Authors:A. Zsolnai, R. Szántó-Egész, E. Ferencz-Elblinger, A. Dang Huu, A. Jánosi, E. Koppányné Szabó and I. Anton
We used an alternative approach, loop-mediated isothermal amplification, to detect Mangalitza component in food products, and it has been compared to an established Recombinase Polymerase Amplification test. The correlation between the assays was significant (P<0.01). Linear determination coefficient between the assays was 0.993 and level of diagnostic agreement was high (Kappa=0.971).
Previously, a real-time PCR method based on TaqMan probe was developed (Szántó-Egész et al., 2013) for detection of Mangalitza meat in food products, using a Mangalitza specific sequence. Other Mangalitza specific sequences suitable for the same purpose are also in use (V. Stéger, personal communication).

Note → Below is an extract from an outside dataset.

PR #1701, opened 2020-01-06
[PAR][WDFT][012020]  - TAYSSIR ELYOUNSI apple pie modification - ongoing

taytay81:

Approaches like real-time monitoring of accumulation of the specific DNA product usually require specialised laboratory equipment. For Mangalitza detection, portable Recombinase Polymerase Amplification (RPA) approach has been developed (Szántó-Egész et al., 2016), which requires a device capable of maintaining 39 °C and a lateral flow strip with easy yes/no indication of the successful amplification.
We wanted to develop another fast, non-PCR based test with minimal laboratory requirement to provide a third possibility to detect Mangalitza component in food.